Сефевидская имперская бюрократия, диван-и ала (буквально «высший суд»), состояла из двух основных компонентов: дафтар-хана (буквально «дом тетрадей»), который занимался финансовым управлением, и дар-аль-инша, который занимался перепиской. Мустафи или мунши аль-мамалик управлял дафтар-ханой в качестве главного бухгалтера; у него было около пяти главных подчиненных, из которых один был мустафи-и хасса, отвечавший за доходы от хасса. По мере того как все больше провинций переходило из-под юрисдикции мамалыги в хасс, эта должность становилась все более важной. Маджлис-нивис (буквально «регистратор аудиенций») выполнял функции как регистратора, так и секретаря-корреспондента правителя. Во второй половине XVII века значение маджлиса-нивиса также возросло. Среди других чиновников были главный сокольничий и два чиновника, отвечавших за конюшни.
Сохранилась одна уникальная должность — халифат аль-хулафа. Шах по-прежнему являлся главой Сефевидского ордена. Халифат аль-хулафа был главным подчиненным шаха в этом качестве. Представители сефевидских шайхов, распространявшие орден среди туркмен Анатолии и Западного Ирана, носили титул халифа; они сыграли значительную роль в привлечении туркмен к делу Сефевидов до и после прихода Исмаила и продолжали активно действовать среди туркмен османской Анатолии. По мере того как суфийский аспект сефевидского государства становился все менее важным, значение халифата аль-хулафы уменьшалось, пока он не стал не более чем начальником суфиев при дворе в их роли тюремщиков и палачей.
Дворцовый аппарат и бюрократия Сефевидов не получили того пристального внимания, которое десятилетиями уделялось их османским аналогам. Существующие исследования показывают, что оба образования были этнически разнообразны. Среди бюрократов были курды, армяне, грузины (армяне и грузины, принявшие ислам, сохранили свою этническую идентичность) и таджики.

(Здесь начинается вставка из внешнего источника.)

PR #5694, opened 2022-08-12
`dynamic/package` - support snap

OllysCoding:
## What does this change?

This PR updates `dynamic/package` to support grouping.

`dynamic/package` supports 2 card groups, 'snap' and 'standard'. Currently it is written to assume all cards are 'standard', so this PR updates the container to also consume the 'snap' which is placed on top of all standard cards.

Only one 'snap' is supported, so additional snap grouped cards will fall through to the top of 'standards'

## Why?

We're on the way to ✨ _parity_ ✨

## Screenshots

| Frontend      | DCR Before      | DCR After   |

[frontend]: https://user-images.githubusercontent.com/9575458/184338959-74d8c294-e2ed-443c-9e1b-ca09b73471eb.png
[before]: https://user-images.githubusercontent.com/9575458/184339158-1b48724c-eb22-450d-91ff-a1e2888f69d7.png
[after]: https://user-images.githubusercontent.com/9575458/184339393-9c99bef6-7192-4fbe-b9e6-43157cdd2103.png

### DIFF
--- a/dotcom-rendering/src/web/components/Card/components/ContentWrapper.tsx
+++ b/dotcom-rendering/src/web/components/Card/components/ContentWrapper.tsx
@@ -31,15 +31,21 @@ const flexBasisStyles = ({
 			`;
 		case 'medium':
 			return css`
-				flex-basis: 50%;
+				${from.tablet} {
+					flex-basis: 50%;
+				}
 			`;
 		case 'large':
 			return css`
-				flex-basis: 34%;
+				${from.tablet} {
+					flex-basis: 34%;
+				}
 			`;
 		case 'jumbo':
 			return css`
-				flex-basis: 25%;
+				${from.tablet} {
+					flex-basis: 25%;
+				}
 			`;
 	}
 };
--- a/dotcom-rendering/src/web/components/DynamicPackage.tsx
+++ b/dotcom-rendering/src/web/components/DynamicPackage.tsx
@@ -19,7 +19,7 @@ const Snap100 = ({
 	showAge?: boolean;
 }) => {
 	return (
-		<UL direction="row">
+		<UL>
 			<LI padSides={true} padBottom={true}>
 				<FrontCard
 					trail={snap}
@@ -62,7 +62,7 @@ export const DynamicPackage = ({
 						showAge={showAge}
 					/>
 				)}
-				<UL direction="row">
+				<UL>
 					<LI padSides={true}>
 						<FrontCard
 							trail={primary}
--- a/dotcom-rendering/src/web/components/DynamicPackage.tsx
+++ b/dotcom-rendering/src/web/components/DynamicPackage.tsx
@@ -44,7 +44,7 @@ export const DynamicPackage = ({
 	showAge,
 }: Props) => {
 	// Take the first 'snap' - all others are treated as standards
-	const snaps = groupedTrails.snap.slice(0, 1);
+	const snap = [...groupedTrails.snap].shift();
 	const [primary, ...remaining] = [
 		...groupedTrails.snap.slice(1),
 		...groupedTrails.standard,
@@ -55,9 +55,9 @@ export const DynamicPackage = ({
 	if (primary.isBoosted) {
 		return (
 			<>
-				{snaps.length > 0 && (
+				{!!snap && (
 					<Snap100
-						snap={snaps[0]}
+						snap={snap}
 						containerPalette={containerPalette}
 						showAge={showAge}
 					/>
@@ -107,9 +107,9 @@ export const DynamicPackage = ({
 	}
 	return (
 		<>
-			{snaps.length > 0 && (
+			{!!snap && (
 				<Snap100
-					snap={snaps[0]}
+					snap={snap}
 					containerPalette={containerPalette}
 					showAge={showAge}
 				/>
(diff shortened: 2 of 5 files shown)


dotcom-rendering/src/web/components/DynamicPackage.tsx
```diff
@@ -1,24 +1,68 @@
...
+	snap: TrailType;
+	containerPalette?: DCRContainerPalette;
+	showAge?: boolean;
+}) => {
+	return (
+		<UL direction="row">
+			<LI padSides={true} padBottom={true}>
+				<FrontCard
+					trail={snap}
+					starRating={snap.starRating}
```
oliverlloyd, line 26: Is this needed? I have a feeling this falls through by default

dotcom-rendering/src/web/components/DynamicPackage.tsx
```diff
@@ -1,24 +1,68 @@
...
+
 export const DynamicPackage = ({
-	trails,
+	groupedTrails,
 	containerPalette,
 	showAge,
 }: Props) => {
-	const [primary, ...remaining] = trails;
+	// Take the first 'snap' - all others are treated as standards
+	const snap = groupedTrails.snap.shift();
```
oliverlloyd, line 48: This may be fine but my gut tells me to avoid shift as it mutates the original array. Can this be rewritten somehow using `slice(0, 1)`?

dotcom-rendering/src/web/components/DynamicPackage.tsx
```diff
@@ -1,24 +1,68 @@
...
+		...groupedTrails.snap,
+		...groupedTrails.standard,
+	];
 
+	// TODO: Different layouts are required when there are 4+ 'remaining' cards
+	// dynamic/package will display up to 8 'remaining' cards before moving to 'show more'
 	if (primary.isBoosted) {
 		return (
 			<>
+				{!!snap && (
```
oliverlloyd, line 59: I think this is probably fine for now and this is one for a later PR but I think this logic (er, that I wrote) could be improved by separating out the decision logic for what gets shown into a pre render step

dotcom-rendering/src/web/components/FrontCard.tsx
```diff
@@ -19,6 +19,7 @@ type Props = {
  * @param [imagePositionOnMobile] - Defaults to "left"
  * @param [imageSize] - Defaults to "medium"
  * @param [supportingContent] - Defaults to undefined, set to trail.supportingContent if you want this card to show sublinks.
+ * @param [trailText] - Defailts to undefined, set to trail.trailTrext if you want this card to show trail text.
```
oliverlloyd, line 22: 👍 nice

dotcom-rendering/src/web/components/Card/components/ContentWrapper.tsx
```diff
@@ -31,15 +31,21 @@ const flexBasisStyles = ({
...
+				${from.tablet} {
+					flex-basis: 34%;
+				}
 			`;
 		case 'jumbo':
 			return css`
-				flex-basis: 25%;
+				${from.tablet} {
+					flex-basis: 25%;
+				}
```
oliverlloyd, line 48: Thanks!

oliverlloyd (approved):
Yep. Aligning on `groupedTrails` like this really feel like the right way to go. That was a great abstraction you created before!

dotcom-rendering/src/web/components/DynamicPackage.tsx
```diff
@@ -1,24 +1,68 @@
...
+	snap,
+	containerPalette,
+	showAge,
+}: {
+	snap: TrailType;
+	containerPalette?: DCRContainerPalette;
+	showAge?: boolean;
+}) => {
+	return (
+		<UL direction="row">
```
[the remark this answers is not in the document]
OllysCoding: image
Looks like it defaults to `column`?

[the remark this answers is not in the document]
oliverlloyd: Does it change how it renders though? I would have thought if there's only one item then... But if not, ho hum

dotcom-rendering/src/web/components/DynamicPackage.tsx
OllysCoding: Yeah definitely - I decided I wouldn't refactor the rendering logic for this PR, and leave that for a later one (where we cover the edge cases the container currently misses)

dotcom-rendering/src/web/components/DynamicPackage.tsx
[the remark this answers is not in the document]
OllysCoding: Tried it out & you're right - I'd copied it from elsewhere so will update both places :)

dotcom-rendering/src/web/components/DynamicPackage.tsx
OllysCoding: Had a fiddle around with this - I believe our tsconfig is set up so that typescript assumes any array access (e.g myArray[150]) will always assume that it is not undefined - not great for us. 

Because of this I moved to using .slice(0, 1) and keeping `snaps` as an array (even though we know it will only be 0 or 1 items). Not my favourite solution but not a lot of great options

oliverlloyd (approved):
Nice

dotcom-rendering/src/web/components/DynamicPackage.tsx
OllysCoding: Update: Used array deconstructing with .shift to work around this instead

Османская и Сефевидская империи разделяли основные различия между дворцом и бюрократией, но дифференциация между внутренними и внешними компонентами дворца, хотя и присутствовала, была гораздо менее выраженной. Возможно, не только из-за большого количества литературы об османском дворе и режиме, но и из-за общих предков двух империй и фактического османского влияния на Сефевидов, сефевидские учреждения кажутся бледными и несовершенными копиями османских оригиналов. Как сефевидский Исфахан, несмотря на свою удивительную красоту и величие, едва ли мог соперничать с османским Стамбулом, так и сефевидское правительство не могло сравниться по масштабам и возможностям с османским режимом.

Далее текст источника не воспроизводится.